### Exercise instructions
Nothing is needed except the lines below that run from the one with "- **GA4 vs PostHog" through the one with "name: analytics", repeated exactly.

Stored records

.....

PR #41, opened 2026-07-25
refactor(aws-essentials): migrate to the Claude-5-era authoring rubric

ericrisco:
Context-engineering pass on `skills/aws-essentials/SKILL.md` per `scripts/skill-migration-brief.md`. No substance changed: every command, version, figure and recommendation is byte-identical to before.

| Metric | Before | After |
|---|---|---|
| `description` chars | 806 | **350** |
| Body bytes | 13184 | **11806** |
| Body lines | 224 | **207** |

## What went

- **The `Triggers:` list** — ten quoted phrases across EN/ES/CA. The description is in context on every turn the skill is installed, invoked or not; the model matches by meaning, so the list was pure per-turn cost. The description now carries what it does, when to reach for it, and the `NOT ... (that is deployment) / NOT ... (that is secure-coding)` boundary — both real siblings.
- **"Operating posture — three rules"** — a rule bank whose three rules were each already stated at the step they govern: Apr-2023 S3 defaults in the S3 section, `Action`/`Resource` scoping in the IAM section and the anti-patterns table, roles-over-keys in the hardening checklist. Its one non-duplicated detail (the long-lived `AKIA…` key in a `.env`) moved next to "default to roles" in the IAM section.
- **"Boundary in one sentence"** — a verbatim restatement of the description's boundary. The `secure-coding` half is now inline in the IAM section, phrased as the distinction a reader needs at that point (cloud IAM vs authorization inside app code).
- **"Cross-links" tail index** — `deployment` and `dynamodb` were already linked at point of use; `postgresdb` moved inline into the RDS section, so no link was lost.

## What stayed, and why

- **The anti-patterns table** (12 rows) — required by the rubric and a different animal from a rationalization bank: concrete failure modes with why-it-bites and a fix, not rules restated.
- **The service decision table** — the flow genuinely branches (S3 / RDS / Fargate vs EC2 / CloudFront / "you may not need AWS").
- **The account zero-day hardening checklist** — a real ordered gate, not prose.
- **Both worked bad/good pairs** (the `"*"`-on-`"*"` policy, the public-read bucket) — they teach judgment by demonstration.
- All CLI blocks, the IAM/trust policy JSON, the Fargate cold-start and utilization figures, the RDS encrypt-at-create constraint, and the OAC-over-OAI guidance — untouched.

## Invariants checked

- `references/iam-least-privilege.md` and `references/rds-cloudfront-recipes.md` are both still linked from the body.
- Every `../<sibling>/SKILL.md` link resolves: `cloudflare`, `vercel`, `deployment`, `secure-coding`, `postgresdb`.
- Frontmatter parses as YAML; `name`/`origin`/`tags`/`recommends` unchanged; `description` well under the 1024 hard limit.
- `manifest.json` deliberately untouched — the orchestrator regenerates it.

### DIFF
--- a/skills/aws-essentials/SKILL.md
+++ b/skills/aws-essentials/SKILL.md
@@ -1,6 +1,6 @@
 ---
 name: aws-essentials
-description: "Use when standing up the core AWS surface a small product needs — create a private S3 bucket for uploads, provision an encrypted RDS Postgres, choose ECS Fargate vs EC2 for a container, put CloudFront in front of S3, write or tighten an IAM policy, or harden a fresh account (root MFA, no long-lived keys). Triggers: 'set up an S3 bucket for user uploads', 'this role has AdministratorAccess, scope it down', 'spin up Multi-AZ Postgres on RDS', 'my bucket is public and I don't know why', 'this role can do everything', 'I can't encrypt RDS now', 'Fargate or EC2 for a low-traffic app', 'monta un bucket S3 privado', 'permisos mínims a IAM', 'posa CloudFront davant del bucket'. NOT the CI pipeline that ships your container (that is deployment), NOT app-code access-control review (that is secure-coding)."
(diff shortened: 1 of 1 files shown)


ericrisco:

PR #44, opened 2026-07-25
refactor(analytics): migrate to the Claude-5-era authoring rubric

ericrisco:
Context-engineering pass on `skills/analytics/SKILL.md` per `scripts/skill-migration-brief.md`. No substance changed — no recommendation, version, figure, date, or command was touched.

## Metrics

| | Before | After |
| --- | --- | --- |
| `description` chars | 785 | **344** (target ≤350) |
| SKILL.md bytes | 13408 | **11475** |
| SKILL.md lines | 219 | **197** |
| eval-lint | — | **PASS** (should_trigger=8, should_not_trigger=6, capability=1) |

## What went

- **The `Triggers:` phrase list** — 13 quoted phrases across English, Spanish and Catalan, 441 of the description's 785 chars. The model matches by meaning; a keyword list is per-turn cost for every user who has the skill installed, invoked or not, and buys no discriminative power.
- **`## When to use`** — six bullets restating the description almost verbatim. Cross-layer repetition.
- **`## The one rule that governs everything`** — the rule survives, the pedestal does not. The anti-rename argument now opens Step 1, the step it actually governs. The order-of-work line (`taxonomy → SDK wiring → consent gate → PII scrub → funnel + validation`) stays in the intro because it sequences all five steps, not just one.
- **Three prose sentences after the routing table** — each restated a row of the table immediately above it. The gdpr-privacy boundary in particular was stated three times (description, table, prose) and is stated a fourth time in Step 3, where it is actionable; that instance is the one worth keeping.
- **`## References` tail index** — all three files were already linked inline at point of use with their contents described there.

## What stayed, and why

- **Anti-patterns table** — rubric-required, and it names concrete failure modes (render-fired captures, server/browser `user_id` mismatch, email as GA4 `user_id`) rather than restating rules from above.
- **`## When NOT to use` routing table** — routes to nine siblings, well beyond what a ≤350-char description can carry. This is the skill's scope boundary, not a description echo.
- **GA4 vs PostHog vs both decision table** — the flow genuinely branches here.
- **Bad/good event-naming pairs** — teach judgment by demonstration.
- **`## Verify`** block describing `scripts/verify.sh`; the script itself is untouched.

## Invariants checked

- All three `references/` files still linked from the body: `event-taxonomy.md` (Step 1), `ga4-setup.md` (Steps 2 and 3), `posthog-setup.md` (Step 2). No orphans.
- Every sibling named in the description and routing table verified to exist under `skills/`: `dashboard`, `kpi-framework`, `ab-testing`, `gdpr-privacy`, `reporting`, `clickhouse-analytics`, `duckdb`, `sql`, `observability`, `data-policy`, `forecasting`.
- The four NOT boundaries in the description are exactly the four `route_to` targets the `should_not_trigger` evals assert against, so the description discriminates on the cases that are tested.
- Frontmatter parses as YAML; `name` matches the directory; `origin: risco` intact.
- `manifest.json` deliberately not touched — the orchestrator regenerates it.

Only `skills/analytics/SKILL.md` is in the diff.

### DIFF
--- a/skills/analytics/SKILL.md
+++ b/skills/analytics/SKILL.md
@@ -1,6 +1,6 @@
 ---
 name: analytics
-description: "Use when instrumenting product or web analytics — adding GA4 or PostHog to an app, designing an event taxonomy, wiring funnels, or making event collection consent-compliant. Triggers: 'set up GA4', 'install PostHog', 'track signup and checkout', 'design the event taxonomy', 'our purchase events fire twice / double-counting', 'PII leaking into event props', 'Consent Mode v2 broke our Google Ads conversions', 'missing client_id / distinct_id', 'instrumentar analítica de producto', 'añade GA4 / PostHog', 'los eventos se cuentan dos veces', 'consentiment abans de capturar dades'. NOT charting the captured data (that is dashboard), NOT choosing which metrics matter (that is kpi-framework), NOT experiment math (that is ab-testing), NOT the legal cookie text (that is gdpr-privacy)."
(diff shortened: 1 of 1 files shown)


ericrisco:

PR #46, opened 2026-07-25
refactor(angular): migrate to the Claude-5-era authoring rubric

ericrisco:
Context-engineering pass on `skills/angular/SKILL.md` per `scripts/skill-migration-brief.md`. No substance changed — no recommendation, version, command, figure, or API claim was altered.

## Numbers

| | Before | After |
|---|---|---|
| description chars | 734 | **346** |
| body bytes | 14907 | **13805** |
| body lines | 288 | **275** |

## What went

- **The `Triggers:` list in the description** — 12 phrases across English, Spanish and Catalan. It is in context on every turn the skill is installed, invoked or not, and the model matches by meaning anyway. Pure per-turn cost, zero discriminative power.
- **`## When to use`** (8 lines) — a restatement of the description in list form.
- **`## References`** tail index — folded into inline mentions. Both files keep a link, now at their point of use:
  - `references/migration.md` → the brownfield row of "Decide first"
  - `references/signals-rxjs.md` → the RxJS rule in "Data fetching"

  Each inline mention absorbed the contents summary the index used to carry, so nothing about what is in those files was lost.
- **`## When NOT to use`** → compressed to `## Not this skill`, prose instead of 7 bullets. Every sibling route survives, and the bare ids (`vue-nuxt`, `svelte`, `solid-js`, `nodejs`, `testing-web`, `e2e-testing`, `react`) are now real `../<id>/SKILL.md` links. All of them resolve.

## What stayed, and why

- **The anti-patterns table.** The rubric requires one, and it names 9 concrete failure modes (`effect`-to-derive loops, `@for` without `track`, `detectChanges()` as a stale-view band-aid) rather than restating rules from above it.
- **The "Decide first" decision table.** The flow genuinely branches three ways: greenfield, brownfield, "view not updating".
- **Every `Rule: … Why: …` bullet.** These are not a rule bank in an appendix — each one sits next to the step it governs and explains why it is absolute. That is the shape the brief asks rule banks to be refactored *into*.
- **All six Bad → Good pairs.** They teach judgment by demonstration.

The description keeps the full Angular-specific API surface (standalone components, signals, zoneless change detection, `@if`/`@for`/`@defer`, `inject()` DI, `resource()`/`httpResource()`, RxJS interop, NgRx SignalStore, ng CLI) and all three `NOT … (that is <sibling>)` boundaries against `react`, `nextjs`, and `typescript` — the discrimination test is intact.

## Verification

- `bash scripts/eval-lint.sh | grep '^angular'` → PASS
- description 346 chars, parses as single-line quoted YAML
- both `references/` files linked from the body
- every `../<sibling>/SKILL.md` link resolves under `skills/`
- `manifest.json` untouched (orchestrator regenerates); `npm test` / `npm run validate` not run — no `node_modules` in this worktree, per the brief

### DIFF
--- a/skills/angular/SKILL.md
+++ b/skills/angular/SKILL.md
@@ -1,6 +1,6 @@
 ---
 name: angular
-description: "Use when building, refactoring, reviewing, or debugging an Angular app (Angular 20/21+: standalone components, signals, zoneless change detection, the @if/@for/@defer built-in control flow, inject() DI, resource()/httpResource(), RxJS interop, NgRx SignalStore, the ng CLI). Triggers: 'why isn't my view updating', migrating NgModules to standalone, replacing *ngFor with @for, decorator inputs vs input() signals, 'monta una app Angular', 'componente standalone con signals', 'com passo a zoneless', going zoneless / removing Zone.js, app.config.ts providers, toSignal/toObservable interop, ng generate/ng update. NOT React (that is react), NOT Next.js (that is nextjs), NOT a plain TypeScript language question (that is typescript)."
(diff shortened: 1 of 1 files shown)


ericrisco:

PR #95, opened 2026-07-25
refactor(verify): cut the trigger list and fold the when-to-use and red-flag banks into the gate

ericrisco:
Context-engineering pass on `skills/verify/SKILL.md` against `scripts/skill-rubric.md`, per `scripts/skill-migration-brief.md`. One file touched.

## Numbers

| Metric | Before | After | Δ |
|---|---|---|---|
| `description` chars | 964 | **349** | −615 (−64%) |
| SKILL.md bytes | 14737 | **13264** | −1473 (−10%) |
| SKILL.md lines | 202 | **178** | −24 |
| `eval-lint.sh` | PASS | **PASS** | 8 should_trigger / 5 should_not_trigger / 1 capability |

## Description

Before, it opened with the phase, then spent ~380 chars on a 10-phrase `Triggers:` keyword list, then restated the whole body flow, then closed on a boundary naming `implement`/`review`/`debug` but **not** `code-review`.

After:

> Use when implementation is finished and about to be called done or merged — the rsc-sdd evidence gate: runs the stack's scripts/verify.sh (lint, type, test, audit), walks every task done-check and acceptance criterion, records a dated verdict. NOT judging the diff by eye (that is `review`, spec-less `code-review`), NOT diagnosis (that is `debug`).

The boundary is rebuilt around the real mis-route — **verify vs review vs code-review**. `verify` runs machinery and reads its output; `review` reads the diff against the sdd spec/plan chain; `code-review` reads a diff with no spec chain to key off. `implement` is no longer named in the description because "Use when implementation is finished" already excludes it, and the body still routes there by name. "Honors the harness accompaniment dial" was dropped: every rsc-sdd phase does, so it carries zero routing signal.

## What was removed

- **"When to use / when not to"** (14 lines). The four "Use when" bullets restated the description; the four routing bullets survive as one line after the intro, upgraded from bare names to resolvable `../<sibling>/SKILL.md` links and now including `../code-review/SKILL.md`, which the section never mentioned.
- **"Red flags — abort the verdict"** (4 bullets). Three were verbatim duplicates of rules stated at the step they govern: RUN rule 4, the WALK acceptance bullet, anti-pattern row 7. The fourth — *you cannot point at the line of output that proves the claim* — was the only one carrying its own substance, so it survives as an anti-patterns row rather than being lost.
- The dial section's trailing paragraph, folded into its lead sentence. `init` owns the dial; this skill points at it.
- One duplicated WALK sentence ("a criterion you reviewed by reading the code is not verified"), merged into the acceptance-criteria bullet it qualifies — where the `review` boundary is actually applied.
- The FAIL-routing list in "Next in the chain", which restated the VERDICT step three lines above it, and "with Eric-only authorship" (that is `ship`'s rule to teach; re-teaching it here is how the two drift apart).
- `Rationalization | Reality` table header, reworded to `Anti-pattern | Why it fails / fix`.

## What was deliberately kept

- **All 8 anti-pattern rows, plus the rescued red flag (9 total).** The rubric requires the table, and each row prevents a distinct real failure: stale green, SKIP-as-pass, read-the-code-as-proof, lint-green-as-done, coverage below floor, partial verdict, fix-mid-gate, verdict-before-output.
- **The five gate steps in full** — SKIP-is-not-a-pass, monorepo multi-stack detection, `config.yaml` precedence over an invented command.
- **The stack gate table** — the flow genuinely branches on which stack changed, and it names the six skills that own the tooling `verify` only orchestrates.
- **The verification-record template** with its OKF frontmatter and the worked PASS/FAIL example: it teaches the output contract by demonstration.
- **The result-envelope block, the model-tier block, and the chain position.** The envelope already existed; none was added.
- The dial's L0–L3 rows (what to show at each level of a *verdict* — phase-specific, not a dial tutorial) and the invariant that the verdict itself never changes with the dial.

Phase semantics untouched: same chain position (after `implement`, before `review`/`ship`), same `balanced` tier with opt-in routing, same LOCATE → RUN → WALK → RECORD → VERDICT, same artifact path. No recommendation, path, command or figure changed.

## Verification

- `bash scripts/eval-lint.sh` → `verify PASS (should_trigger=8, should_not_trigger=5, capability=1)`
- `description` = 349 chars, parses as single-line quoted YAML, third person, `Use when` lead, explicit `NOT … (that is <sibling>)` boundary, no `Triggers:` list.
- No `references/` directory in this skill, so the link invariant is vacuous.
- All 14 `../<sibling>/SKILL.md` links resolve under `skills/`; `recommends: [review]` resolves.
- All opening code fences language-tagged.
- `manifest.json` untouched (derived; the orchestrator regenerates it).

### DIFF
--- a/skills/verify/SKILL.md
+++ b/skills/verify/SKILL.md
@@ -1,6 +1,6 @@
 ---
 name: verify
-description: "Use when implementation is finished and someone is about to say it's done, shipped, working, or ready to merge in the rsc-sdd flow — the post-implementation GATE that demands evidence before any 'done' claim. Triggers: 'verify this feature', 'is it done?', 'run the checks', 'lint/type/test before merge', 'did the acceptance criteria pass', 'confirm the tasks are complete', 'gate before review', 'audit the change', 'are we green', 'prove it works'. Runs the relevant stack skill's scripts/verify.sh (lint, type-check, tests, coverage, dependency/vuln audit), then walks every task done-check and every spec acceptance criterion, attaching the actual command output as evidence. Writes the verification record under 02-DOCS/wiki/sdd/ and points to the review phase. NOT writing tests or features (that is implement), NOT adversarial code reading (that is review), NOT root-cause diagnosis of a failing test (that is debug). Honors the harness accompaniment dial."
+description: "Use when implementation is finished and about to be called done or merged — the rsc-sdd evidence gate: runs the stack's scripts/verify.sh (lint, type, test, audit), walks every task done-check and acceptance criterion, records a dated verdict. NOT judging the diff by eye (that is `review`, spec-less `code-review`), NOT diagnosis (that is `debug`)."
 tags: [sdd, verify, test]
 recommends: [review]
 profiles: [core, full]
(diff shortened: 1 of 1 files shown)


ericrisco:

PR #98, opened 2026-07-25
refactor(postgresdb): migrate to the Claude-5-era authoring rubric

ericrisco:
Context-engineering pass on `skills/postgresdb/SKILL.md` per `scripts/skill-migration-brief.md`. No SQL, version, figure, or recommendation was changed.

## Numbers

| | Before | After |
| --- | --- | --- |
| `description` | 659 chars | **341 chars** |
| Body | 19735 bytes / 374 lines | **17670 bytes / 354 lines** |
| eval-lint | PASS | **PASS** (should_trigger=8, should_not_trigger=6, capability=2) |

Description now:

> Use when PostgreSQL engine behaviour decides the answer — schema and type design, index choice, reading EXPLAIN on a slow query, zero-downtime DDL and backfills, or ops (roles, RLS, pooling, vacuum, partitioning, PITR). PG16, ORM-agnostic. NOT portable query logic (that is `sql`), NOT a managed provider's platform surface (that is `neon`).

Both boundary siblings (`sql`, `neon`) exist under `skills/`. The old description ended in an 11-item `Triggers - "slow query", "add an index", …` list, which is paid for on every turn the skill is installed whether or not it fires.

## What went

- **"When to use" bullets** — restated the description.
- **"See Also" tail index** — all four `references/` files are already linked inline in the Deep dives paragraph; the flat sibling list routed nothing. Its final bullet also asserted that ORM-surface traps are "not skills in this collection", which is stale: `prisma-orm` and `drizzle-orm` ship in the catalog. Dropped the false clause rather than restate it; the out-of-scope reasoning survives in the compact "Not this skill" paragraph, which now also names `mysql` / `sqlite-turso` / `clickhouse-analytics` / `deployment` as the real destinations.
- **"Non-negotiables" as a rule bank** — dissolved, not deleted (see below). Four of its ten items (`timestamptz`, `numeric(19,4)`, `text`+CHECK, FK indexing) were already stated *with their reasons* in the type table's Why column and in the canonical DDL's inline comments.
- **The SDD gate blockquote** — collapsed to one sentence pointing at `../specify/SKILL.md`; the method belongs to `../sdd/SKILL.md`.
- **Project grounding** — 3 numbered steps re-teaching what `harness` owns became one paragraph with the same instruction and the same "recorded, not gated" caveat.

## What stayed (and why)

This is a high-install stack skill and the destructive-DDL rules are load-bearing, so every one of them survived — relocated next to the step it governs and given its *reason* instead of a NON-NEGOTIABLE shout:

- New **"DDL on a live table"** section carries `CONCURRENTLY`-always, the `ADD COLUMN … NOT NULL` / volatile-default table-rewrite rule, `lock_timeout` + `statement_timeout`, and forward-only migrations — each now stating which lock it takes and what that blocks. The lock-mode paragraph moved out of Quick reference to sit with them.
- **"Read the plan before adding an index"** now sits directly under the index decision table.
- The **RLS owner-bypass** rule (owner bypasses RLS; verify with a non-owner role; `FORCE ROW LEVEL SECURITY`) moved into the anti-patterns table — the only place in this body where RLS is actually read.

Untouched: both decision tables, the when-NOT-to-index list, all eight GOOD/BAD SQL pairs, the EXPLAIN four-point method, the anti-patterns table (retitled from `## Anti-patterns / rationalizations → STOP` to the catalog-standard `## Anti-patterns` — 185 skills already use that heading — rows verbatim plus the relocated RLS row), isolation levels, the six diagnostic queries, and the `verify.sh` contract.

## Verification

- `bash scripts/eval-lint.sh | grep '^postgresdb'` → **PASS**
- All 4 `references/*.md` files linked from the body (schema-and-indexing, query-optimization, migrations ×3 incl. the `#lock-impact-reference` anchor, operations-and-security).
- All 7 `../<sibling>/SKILL.md` links resolve to real skills.
- `description` is 341 chars, parses as single-line YAML.
- `evals/`, `scripts/verify.sh`, `manifest.json` untouched; only `skills/postgresdb/SKILL.md` is in the diff.

### DIFF
--- a/skills/postgresdb/SKILL.md
+++ b/skills/postgresdb/SKILL.md
@@ -1,6 +1,6 @@
 ---
 name: postgresdb
-description: Use when designing or reviewing a PostgreSQL schema (types, constraints, normalization), writing or optimizing SQL, choosing or adding indexes, reading EXPLAIN/ANALYZE, planning a migration (expand-contract, concurrent index, batched backfill), or operating/securing Postgres (roles, RLS, PgBouncer pooling, VACUUM/autovacuum, pg_stat_statements, declarative partitioning, backups/PITR). Triggers - "slow query", "add an index", "EXPLAIN", "design this table", "zero-downtime migration", "row level security", "connection pool", "N+1", "JSONB", "full-text search", "pgvector". PostgreSQL 16; ORM-agnostic (SQLAlchemy/Alembic, Prisma, golang-migrate, raw SQL).
+description: Use when PostgreSQL engine behaviour decides the answer — schema and type design, index choice, reading EXPLAIN on a slow query, zero-downtime DDL and backfills, or ops (roles, RLS, pooling, vacuum, partitioning, PITR). PG16, ORM-agnostic. NOT portable query logic (that is `sql`), NOT a managed provider's platform surface (that is `neon`).
 tags: [postgres, sql, database, migrations]
 recommends: [secure-coding]
 origin: risco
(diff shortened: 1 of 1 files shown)


ericrisco:

PR #99, opened 2026-07-25
refactor(typescript): Claude-5-era rubric pass — description 858→346, body 13.8→11.1 KB

ericrisco:
## Metrics

| | before | after |
| --- | --- | --- |
| `description` chars | 858 | **346** (target ≤350, hard limit 1024) |
| SKILL.md bytes | 13783 | **11065** |
| SKILL.md lines | 258 | **225** (ceiling 400) |

## What went

- **The `Triggers:` list** — eight quoted phrases in English and Spanish, 512 of the
  description's 858 chars. It is in context on every turn the skill is installed, and the
  model matches by meaning without it.
- **`## When to use / When NOT to use`** (23 lines). The "Use when" bullets restated the
  description; the "When NOT to use" delegate list duplicated the boundary section directly
  beneath it. The routing that only existed there (`api-design`, `testing-web`/`e2e-testing`,
  `secure-coding`, `python`, `go`, `prisma-orm`) was folded into the surviving
  **Boundary: language vs runtime vs framework** section, so no near-miss lost its target.
- **7 of the 10 `## Decision rules`.** Each was stated three times: as a rule, as a worked
  bad/good pair in the toolbox, and as a row in the anti-patterns table. Where a rule's
  *why* was not already demonstrated, it moved next to what it governs instead of being
  dropped — the `any`-poisoning sentence now heads the `unknown` section, and the
  `{ data?; error?; loading? }` illegal-state argument now heads the discriminated-unions
  section. The three rules with no demonstration below them survive (prefer inference /
  annotate boundaries; `import type` + `verbatimModuleSyntax`; narrow-don't-cast, merged
  with the `as`-last-resort rule that continued it).

## What stayed, and why

- **The anti-patterns table, intact** — 10 concrete failure modes with a why-it-bites and a
  do-instead. Required by the rubric and a different animal from a rationalization bank.
- **Every worked bad/good pair** (generics/`const` type params, `unknown`, `satisfies`,
  discriminated unions, brands, mapped/conditional one-liners) — these teach judgment by
  demonstration and are what the trimmed rules now defer to.
- **All substance verbatim**: the TS 5.9 / TS 7 `tsgo` freshness paragraph, the strict
  `tsconfig` base block and every flag comment, the `bundler` vs `nodenext` decision table,
  the project-references and declaration-emit guidance. No flag, version, figure, or
  recommendation was reworded. One correctness fix: `loading?: bool` → `loading?: boolean`.
- **Both `references/` links** — `type-system.md` (once) and `build-and-monorepo.md` (twice)
  are still pointed to inline at point of use, as is `../harness/SKILL.md`.

## Boundary check

New description names three real siblings: `nodejs` (runtime, fs/streams/http),
`react`/`nextjs` (component and route typing), `drizzle-orm` (ORM type-gen). All five
`route_to` targets in `evals/cases.yaml` (`nodejs`, `react`, `drizzle-orm`, `python`,
`testing-web`) exist under `skills/` and are still routed to from the description or the
boundary section.

`manifest.json` untouched; only `skills/typescript/SKILL.md` is in the diff.

### DIFF
--- a/skills/typescript/SKILL.md
+++ b/skills/typescript/SKILL.md
@@ -1,6 +1,6 @@
 ---
 name: typescript
-description: "Use when writing, reviewing, or fixing TypeScript type code (.ts/.tsx/.d.ts), modeling data with generics/unions/branded types, or configuring tsconfig and the build toolchain - the language and type system itself, not any runtime or framework. Triggers: \"make this generic preserve the literal type\", \"why won't this narrow / why won't TypeScript narrow this union\", \"type X is not assignable to type Y, fix the type not cast it\", \"set up a strict tsconfig with project references\", \"convert these magic strings into a discriminated union with exhaustiveness\", \"bundler vs nodenext moduleResolution\", \"configura el tsconfig en modo estricto y elimina los any\", \"por qué no estrecha el tipo\". NOT the Node runtime, fs/streams/http server (that is nodejs); NOT React/Next component wiring (that is react/nextjs); NOT ORM schema type-gen (that is drizzle-orm)."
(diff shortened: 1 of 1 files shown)


ericrisco:

PR #100, opened 2026-07-25
refactor(fastapi): migrate to the Claude-5-era authoring rubric

ericrisco:
Migrates `fastapi` to the Claude-5-era authoring rubric (`scripts/skill-rubric.md`, applied per `scripts/skill-migration-brief.md`).

| | Before | After |
|---|---|---|
| `description` | 544 chars | **386 chars** |
| body | 22,172 bytes / 501 lines | **20,056 bytes / 469 lines** |
| eval-lint | PASS | **PASS** (should_trigger=7, should_not_trigger=6, capability=2) |

## Description

Dropped the `Triggers:` enumeration — endpoint/router keywords, library names, "any `.py` file importing fastapi, pydantic, sqlalchemy, starlette". The model matches by meaning, and that list was in context on every turn the skill is installed, invoked or not.

The new description carries three boundaries against **real** siblings, chosen for discrimination rather than coverage:

- `python` — language-level Python, typing, packaging
- `postgresdb` — engine-level SQL and indexing
- `api-design` — framework-agnostic REST contracts (mirrors api-design's own `NOT implementing endpoints in a framework (that is fastapi)`)

## What went

- **"When to use" (6 bullets) + "When NOT to use" (8 bullets)** → one Out-of-scope line. Both restated the description; the line keeps every routing target and now *links* them (`django`, `python`, `api-design`, `postgresdb`, `secure-coding`, `deployment`).
- **"Quick reference" idiom table (14 lines)** — every row was either shown verbatim in a code block above it or delegated to a linked reference. The idioms that appeared nowhere else in the body (`db.get` / `scalar_one_or_none`, `selectinload` vs `joinedload`, the `argon2.PasswordHasher().hash()` and `jwt.decode(...)` call shapes) moved next to the SQLAlchemy and Security sections that govern them — a rule in context is followed, a rule in a tail index is skimmed.
- **Tail "See Also" index** — all four `references/` files are now real markdown links inline at point of use; the sibling links live in Out-of-scope, Security and Production. Nothing lost a link, it just stopped being listed twice.
- **"Project grounding" 16 lines → 6** — same instruction (read `wiki/stack/fastapi.md` first, record the real choices, index it, never gate), without re-teaching what `harness` owns.
- The cross-reference `"The non-negotiables also appear in the anti-patterns table below"`.

## What stayed, on purpose

- **The SDD new-feature gate**, verbatim. Routing, not a rule bank — it is the only thing between this skill and writing feature code with no approved spec.
- **The anti-patterns table** (the rubric requires one), reframed from quoted rationalizations to the anti-pattern itself. Every "reality" cell is unchanged.
- **All eight decision rules, the project layout, and all seven code blocks.** 301 of the remaining 470 lines are inside code fences — factory/lifespan, settings, Pydantic v2 split, DI, routers, error envelope, async ORM.
- **Pinned stack versions**, the Starlette `GHSA-86qp-5c8j-p5mr` advisory, and every API name — untouched. Context-engineering pass, not a content rewrite.
- **`references/testing.md` and its inline link** — `implement` and `debug` both delegate their Python test mechanics to that exact path.

## Note

The body is **469 lines, over the rubric's 400-line ceiling.** Getting under it would mean deleting ~70 lines of working FastAPI code, which is substance, not padding. Flagging rather than cutting.

`manifest.json` untouched (derived; orchestrator regenerates). `npm test` / `validate` not run — no `node_modules` in this worktree, per the brief.

### DIFF
--- a/skills/fastapi/SKILL.md
+++ b/skills/fastapi/SKILL.md
@@ -1,6 +1,6 @@
 ---
 name: fastapi
-description: "Use when building, reviewing, testing, securing or deploying a FastAPI / async Python service. Triggers: creating endpoints/routers, Pydantic v2 models (Create/Update/Response), dependency injection, async SQLAlchemy 2.0 + Alembic, OAuth2/JWT auth + RBAC, pytest + httpx ASGITransport tests, CORS / rate limiting / secret handling, uvicorn/gunicorn + structured logging + healthchecks + graceful shutdown, pyproject + ruff + mypy strict + uv. Any .py file importing fastapi, pydantic, sqlalchemy, starlette, or a pyproject.toml declaring those."
+description: "Use when building, reviewing, testing, securing or shipping a FastAPI / async Python service — routers, Pydantic v2 schemas, dependency injection, async SQLAlchemy 2.0, OAuth2/JWT, ASGITransport tests, production wiring. NOT language-level Python or packaging (that is `python`), NOT engine-level SQL (that is `postgresdb`), NOT framework-agnostic REST contracts (that is `api-design`)."
 tags: [python, api, async, backend, rest]
 recommends: [postgresdb, secure-coding, deployment]
 origin: risco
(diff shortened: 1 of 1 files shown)


ericrisco:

.....

### Reply to the task
- **GA4 vs PostHog vs both decision table** — the flow genuinely branches here.
- **Bad/good event-naming pairs** — teach judgment by demonstration.
- **`## Verify`** block describing `scripts/verify.sh`; the script itself is untouched.

## Invariants checked

- All three `references/` files still linked from the body: `event-taxonomy.md` (Step 1), `ga4-setup.md` (Steps 2 and 3), `posthog-setup.md` (Step 2). No orphans.
- Every sibling named in the description and routing table verified to exist under `skills/`: `dashboard`, `kpi-framework`, `ab-testing`, `gdpr-privacy`, `reporting`, `clickhouse-analytics`, `duckdb`, `sql`, `observability`, `data-policy`, `forecasting`.
- The four NOT boundaries in the description are exactly the four `route_to` targets the `should_not_trigger` evals assert against, so the description discriminates on the cases that are tested.
- Frontmatter parses as YAML; `name` matches the directory; `origin: risco` intact.
- `manifest.json` deliberately not touched — the orchestrator regenerates it.

Only `skills/analytics/SKILL.md` is in the diff.

### DIFF
--- a/skills/analytics/SKILL.md
+++ b/skills/analytics/SKILL.md
@@ -1,6 +1,6 @@
 ---
 name: analytics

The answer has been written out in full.